Anchored by nearly 200,000 acres at Camp Grayling and more than 17,000 square miles of special‑use military airspace at Alpena, the center offers scale and a four‑season testing environment that the U.S. Army says is hard to find east of the Mississippi. The Army and National Guard Bureau, which helped select the site, highlighted the range’s ability to run live‑fire, counter‑UAS and swarm operations at operational tempo, according to the U.S. Army.

Congress and the Pentagon Back the Move

Michigan’s congressional delegation pushed hard for the designation, and lawmakers from both parties are calling it a strategic win for the state’s defense industrial base. In a joint announcement, Sen. Elissa Slotkin and other Michigan members of Congress said the center’s mix of expansive airspace, established training ranges and nearby suppliers makes it an ideal place to scale up military drone testing, according to Sen. Elissa Slotkin.

Testing Infrastructure Already In Place

Michigan has quietly been building an ecosystem around drones and electric aircraft.
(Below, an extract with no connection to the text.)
PR #746, opened 2016-10-16
Add Playform.io to CDN list

nhristov:


pmeenan:
Do you have details on the CDN POP locations?  As best as I can tell (at least from the US) the traffic is all routed to Europe.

A roughly 40‑mile M‑Air research corridor now links Ann Arbor to Detroit, with ground‑based “iron bird” testbeds that let engineers run motors and batteries through their paces before anything leaves the ground. The University of Michigan’s M‑Air effort and the Michigan Unmanned Aerial Systems Consortium give researchers and companies places to test beyond‑visual‑line‑of‑sight operations, according to the Michigan Unmanned Aerial Systems Consortium.

Urban Labs and Rooftop Flight Tests

Far from the northern training ranges, Detroit offers a very different kind of proving ground: controlled urban testing. A rooftop flight space at the Detroit Smart Parking Lab has state and federal backing to help companies trial package delivery and logistics systems in a city setting. The DSPL project, funded in part through an EDA grant and run by NextEnergy and Bedrock, is meant to shorten the path from prototype to real‑world street trials, according to Michigan Economic Development Corporation.

Why This Could Mean Manufacturing Jobs

State leaders are pitching the designation as a way to bolt Michigan’s deep automotive supply chain onto new aerospace work. The argument is that the same stamping plants and electronics suppliers that feed car lines today could retool for drone and eVTOL components tomorrow. Lawmakers in Washington are already steering funding toward the National All‑Domain Warfighting Center and related exercises, a move supporters say will help draw prime contractors and suppliers to the state, according to Sen. Gary Peters’ Office.

What Comes Next

The Michigan Economic Development Corporation this month released a five‑year Defense and Aerospace Strategic Plan that maps out how testing corridors, university research programs and military ranges might be turned into long‑term industrial investment and workforce training hubs, the agency wrote. The plan calls for coordinated action among universities, industry and defense assets to grow dual‑use technologies and the companies that manufacture them in Michigan, according to Michigan Economic Development Corporation.

The Detroit Free Press first laid out many of these details and cast the move as part of a broader push to “make it” in Michigan’s skies, as local outlets have noted. The next test will be whether that national‑range label and the flurry of planning documents translate into steady local work, federal contracts and a busier test calendar in the months ahead.